艸菴(1)・札幌市

 うまい。こういう蕎麦が食べられると「たかされ道」やってて良かったと思う。香りが素晴らしい。「蕎麦だっ」と思う。打たれ、茹でられているのにそば粉を感じることができる。そば粉が活きている。きっと打ちすぎていないのだ。二口そのまま食べた。口一杯に蕎麦の味が広がり、鼻にかおりが通っていく。小ぶりの笊に盛られて出てきたときは、少ない感じがしたが、その量で十分味わえた気がした。少ない量で満足できたのは初めてだ。辛汁も少なかったが、辛目で蕎麦に少しつけるだけで十分だったし、濃く白濁した蕎麦湯で割り飲むまで計ったような量だった。久し振りに掛け蕎麦を追加した。美味しいせいろを食べさせる店は往々にして掛けそばを作らないが、ここにはあった。
 熱々の汁の中に細めの蕎麦が見える。

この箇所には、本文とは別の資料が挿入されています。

PR #6389, opened 2024-06-03
feat(terraform): add fix for not contains solver

### LINKED ISSUE #6333: CKV2_AWS_44 is showing false negative
**Describe the issue**
CKV2_AWS_44 (Ensure AWS route table with VPC peering does not contain routes overly permissive to all traffic) is showing false-negative.

The policy is passing even when one of the inline routes in aws route table is overly permissive. 

**Examples**
```
resource "aws_route_table" "private_route_table" {
  vpc_id = aws_vpc.vpc.id

  route {
    cidr_block                            = "10.0.0.0/32"
    vpc_peering_connection_id = var.vpc_peering_connection_id1
  }

  route {
    cidr_block                            = "0.0.0.0/0"
    vpc_peering_connection_id = var.vpc_peering_connection_id1
  }
}
```

 - Checkov Version: 3.2.98

**Additional context**
thank you for the [fix](https://github.com/bridgecrewio/checkov/pull/6301) for a similar (false-positive) [issue](https://github.com/bridgecrewio/checkov/issues/6277). I've tested the fix - it solved the false-positives.

maxamel:
This PR fixes the not_contains solver to take into account lists of values so that all values are checked and not any one of them.

Fixes #6333

## Checklist:

### DIFF
--- a/checkov/common/checks_infra/solvers/attribute_solvers/base_attribute_solver.py
+++ b/checkov/common/checks_infra/solvers/attribute_solvers/base_attribute_solver.py
@@ -154,8 +154,7 @@ class BaseAttributeSolver(BaseSolver):
     def _evaluate_attribute_matches(
         self, vertex: dict[str, Any], attribute_matches: list[str], filtered_attribute_matches: list[str]
     ) -> bool | None:
-        from common.checks_infra.solvers import NotContainsAttributeSolver
-        if self.is_jsonpath_check or isinstance(self, NotContainsAttributeSolver):
+        if self.is_jsonpath_check:
             if self.resource_type_pred(vertex, self.resource_types) and all(
                 self._get_operation(vertex=vertex, attribute=attr) for attr in filtered_attribute_matches
             ):
--- a/checkov/common/checks_infra/solvers/attribute_solvers/base_attribute_solver.py
+++ b/checkov/common/checks_infra/solvers/attribute_solvers/base_attribute_solver.py
@@ -151,13 +151,14 @@ class BaseAttributeSolver(BaseSolver):
         else:
             failed_vertices.append(data)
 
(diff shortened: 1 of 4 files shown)


checkov/common/checks_infra/solvers/attribute_solvers/base_attribute_solver.py
```diff
@@ -151,10 +151,13 @@ def _process_node(
...
             failed_vertices.append(data)
 
+    def is_needs_all_condition(self) -> bool:
+        return self.is_jsonpath_check
+
     def _evaluate_attribute_matches(
         self, vertex: dict[str, Any], attribute_matches: list[str], filtered_attribute_matches: list[str]
     ) -> bool | None:
-        if self.is_jsonpath_check:
+        if self.is_needs_all_condition():
```
bo156, line 160: shouldn't we always check everything by default? or every time we use a "list" check for example?

maxamel: No we shouldn't. For example for "contains" we should keep the old behavior where we need just one match. That's why I added this exception for "not_contains" only.

checkov/common/checks_infra/solvers/attribute_solvers/base_attribute_solver.py
```diff
@@ -151,10 +151,13 @@ def _process_node(
         else:
             failed_vertices.append(data)
 
+    def is_needs_all_condition(self) -> bool:
```
bo156, line 154: can you add documentation to when should we override this?
also - I think grammar wise it is better to use `should_check_all_condition`

bo156 (approved):

lirshindalman (approved):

すぐ伸びてしまいそうなのですぐ食べる。予想通りというか予想以上の蕎麦の香りが湯気に増幅されて鼻を覆う。旨い。蕎麦を味わうには「もり蕎麦」だが、私が好きな蕎麦は「掛けそば」だ。私の蕎麦の原点が祖母が作ってくれた、あったかい湯気と醤油しょっぱさの汁の中の蕎麦だから仕方ない。この原点である祖母の味を思い出させてくれる蕎麦が私の「好きな蕎麦」なのである。祖母の作った素朴な醤油しょっぱさは薄いが、だしも利いているし、しっかりした味で蕎麦を引き立てている。いつもどおり七味を入れてしまったが、少し後悔した。この汁も蕎麦湯で割って全部戴いた。すっかり満足した。
 今回の札幌行きで4軒の蕎麦屋さんをノミネートした。そのうち2軒は店を閉めていた。艸菴の蕎麦を札幌の皆さんでぜひ大切にして欲しいと思う。